Gisbert Preuß ist Geschäftsführer der KoSP GmbH, die seit Februar 2010 im Auftrag des Bezirksamts Mitte als Projektsteuerer für die Turmstraße im Rahmen des Förderprogramms Aktive Zentren eingesetzt ist. Die KoSP GmbH (Koordinationsbüro für Stadtentwicklung und Projektmanagement, abgekürzt KO-Büro) ist aus dem Koordinationsbüro zur Unterstützung der Stadterneuerung in Berlin-Ost, so hieß das zu Anfang, hervorgegangen (zur Geschichte dieser Konstruktion siehe unten).

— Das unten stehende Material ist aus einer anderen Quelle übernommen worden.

PR #509, opened 2020-06-03
Use StoreMetadata from trivy-db

simar7:

### DIFF
--- a/go.mod
+++ b/go.mod
@@ -5,7 +5,7 @@ go 1.13
 require (
 	github.com/aquasecurity/fanal v0.0.0-20200528202907-79693bf4a058
 	github.com/aquasecurity/go-dep-parser v0.0.0-20190819075924-ea223f0ef24b
-	github.com/aquasecurity/trivy-db v0.0.0-20200608101042-ee695b2b7850
+	github.com/aquasecurity/trivy-db v0.0.0-20200616161554-cd5b3da29bc8
 	github.com/caarlos0/env/v6 v6.0.0
 	github.com/cenkalti/backoff v2.2.1+incompatible
 	github.com/cheggaaa/pb/v3 v3.0.3
--- a/go.mod
+++ b/go.mod
@@ -5,7 +5,7 @@ go 1.13
 require (
 	github.com/aquasecurity/fanal v0.0.0-20200528202907-79693bf4a058
 	github.com/aquasecurity/go-dep-parser v0.0.0-20190819075924-ea223f0ef24b
-	github.com/aquasecurity/trivy-db v0.0.0-20200514134639-7e57e3e02470
+	github.com/aquasecurity/trivy-db v0.0.0-20200602214512-518d0406bcc6
 	github.com/caarlos0/env/v6 v6.0.0
 	github.com/cenkalti/backoff v2.2.1+incompatible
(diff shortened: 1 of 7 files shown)


go.mod
```diff
@@ -5,7 +5,7 @@ go 1.13
 require (
 	github.com/aquasecurity/fanal v0.0.0-20200528202907-79693bf4a058
 	github.com/aquasecurity/go-dep-parser v0.0.0-20190819075924-ea223f0ef24b
-	github.com/aquasecurity/trivy-db v0.0.0-20200514134639-7e57e3e02470
+	github.com/aquasecurity/trivy-db v0.0.0-20200602214512-518d0406bcc6
```
simar7, line 8: Change to master once https://github.com/aquasecurity/trivy-db/pull/47 is merged

simar7:
What are your thoughts about removing this @knqyf263 
https://github.com/aquasecurity/trivy/blob/d922cdc23575e088283c00b42c04f1a22a0da9d2/pkg/db/db.go#L214-L226

It's only used in the tests now but I feel we've taken out the Store functionality into trivy-db so this could be removed.

pkg/db/db.go
```diff
@@ -181,10 +182,10 @@ func (c Client) UpdateMetadata(cacheDir string) error {
 
 	metadata, err := c.dbc.GetMetadata()
 	if err != nil {
-		return xerrors.Errorf("unable to get a metadata: %w", err)
+		return xerrors.Errorf("unable to get metadata: %w", err)
 	}
 
-	if err = c.metadata.Store(metadata); err != nil {
+	if err = c.dbc.StoreMetadata(metadata, filepath.Join(cacheDir, "db")); err != nil {
```
knqyf263, line 188: We should remove the implementation of `metadata.Store`.
https://github.com/aquasecurity/trivy/blob/8e63667f44399b4eb9ed67391bcea2de84a4c94b/pkg/db/db.go#L214-L226

Also, I'm thinking if we move `Metadata` struct to `trivy-db`. Now, the metadata implementation exists in both trivy and trivy-db.

simar7: So I tried removing the implementation of `metadata.Store` but I see that It's only used by tests but it's behaviour is needed for the corresponding `Get()` method to work as they have a dependency on https://github.com/aquasecurity/trivy/blob/dedfdcc67d631ad3ad22d19543d5b8645e2eecee/pkg/db/db.go#L195-L198

Changing the above is outside the scope of this PR. I propose we should leave a `TODO` in place to clean it up.

knqyf263: You can change it as follows

```
b, err := json.Marshal(tc.metadata)
require.NoError(t, err)
err = afero.WriteFile(fs, "/cache/db/metadata.json", b, 0600)
require.NoError(t, err)
```

Of course, you should use a variable instead of `"/cache/db/metadata.json"`.

Actually, I feel we should move db.Metadata to trivy-db and `StoreMetadata` should be in the db.Metadata, not in db.Config. After that, we don't have to use `afero.WriteFile` directly. But as you said, we can do it in the next PR.

simar7: Good point. I removed it here https://github.com/aquasecurity/trivy/pull/509/commits/a61d3ec879acfe15bf36b3f70b9a3d0d5fb06705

Gisbert Preuß, Jahrgang 1959, war in den vergangenen 20 Jahren Sanierungsbeauftragter für die Sanierungsgebiete Spandauer Vorstadt und Rosenthaler Vorstadt in Alt-Mitte im Auftrag der Senatsverwaltung. Gemeinsam mit seinem langjährigen Kollegen Andreas Wilke hat er die Sanierungsgebiete in Kooperation mit der Sanierungsverwaltung des Bezirksamts Mitte und den gewählten Betroffenenvertretungen Spandauer und Rosenthaler Vorstadt vom Anfang bis zum Ende begleitet. Die Aufgaben haben sich seitdem stark verändert. Lag früher der Schwerpunkt auf baulichen Maßnahmen und Beratung von Eigentümern, geht es heute mehr um Management, Akquise von zusätzlichen Fördermitteln, Begleitung der Maßnahmen der öffentlichen Hand und Abwicklung des Förderprogramms in seinem festgelegten zeitlichen Ablauf, der Entscheidungen oft kompliziert, Zeitdruck verursacht und Beteiligung erschwert. Gisbert Preuß ist Stadtplaner, hat nach dem Studium 2 Jahre in einem freien Planungsbüro gearbeitet und danach 4 Jahre im Stadtplanungsamt Charlottenburg. Das Koordinationsbüro zur Unterstützung der Stadterneuerung in Berlin-Ost wurde in Wendezeiten auf Initiaitve des Berliner Senats gegründet. Der damalige Bausenator Nagel wollte die Stadterneuerung in den ostberliner Altbaugebieten möglichst schnell in geregelte Bahnen lenken, obwohl die bundesdeutschen Gesetze für diese Gebiete noch nicht galten. So wurden das Büro von Herrn Dr. Dieser im Auftrag des Senats Anfang 1990 gegründet. Ab Februar 1991 haben Gisbert Preuß und Andreas Wilke (zunächs für die Arbeit im Koordinationsbüro für Stadterneuerung vom Bezirksamt abgeordnett) zusammen mit weiteren Kollegen die Arbeit im Koordinationsbüro aufgenommen.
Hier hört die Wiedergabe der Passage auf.